One struggle that many troop leaders face is getting enough support from the parents in their troop. Not having enough support directly affects the quality of the experience that the girls have, and can cause leader burnout. When leaders step down due to burnout no one wins, especially not the girls. That is why I am excited to announce a new program we are rolling out for leaders for use in increasing family involvement.

The 4HER Promise Program is used with permission from the Girl Scouts of North Texas with a few tweaks. 4Her promise is designed to help leaders build needed support and help families become more engaged in their girls Girl Scout experience. All of the program materials can be found  on our website.  http://www.girlscoutsmoheartland.org/content/forms-and-resources-library#management.

The guide explains how to better communicate and connect with families in your troop so parents know exactly how they can help. Each family is asked to pledge four hours of service to the troop for the year. Most people would agree that out a whole year, four hours isn’t asking a lot. This request is made of the entire family: moms, dads, brothers, sisters, aunts, uncles, cousins, and grandparents can all participate. Families are given volunteer menus on which they can list activities they are interested in helping with. This enables the leader to ask for help on specific tasks within a specific time-frame so that families know exactly what is expected of them. When the needs for those tasks arise, the troop has someone who is capable of completing it and takes that task off of the leaders’ shoulders.

Tracking hours that the families give is important so families can be recognized for their contributions. When a family has completed the 4Her four hour pledge, the leader can recognize the family in a variety of ways. For example, the troop can present the family with a Certificate of Appreciation, thank them in the troop newsletter, on the troop Facebook page, etc.
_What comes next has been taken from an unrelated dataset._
PR #2475, opened 2020-01-12
Fix and optimize DestructEntityEvent for non-living entities

Yeregorix:
Fixes an issue where `DestructEntityEvent` was not (always) called for non-living entities removed by API `Entity#remove`. Moreover, this PR only stores the cause of the event instead of the whole event.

Families can also use any and all volunteer hours they complete to count towards the President’s Volunteer Service Award. All types of service that strengthens the community qualify for this award, including assisting Girl Scouts, PTA, coaching sports, etc. This award recognizes individuals, families and groups that have achieved a certain standard, measured by the number of hours served over a 12-month period or cumulative hours earned over the course of the lifetime. Take Action projects also count toward this award and so the families can combine service to the troop as well as service with the troop to measure your whole family’s impact. You can register and track your volunteer hours online.

Hopefully troops and families will find this program useful and work together to provide an amazing Girl Scout experience for all our girls!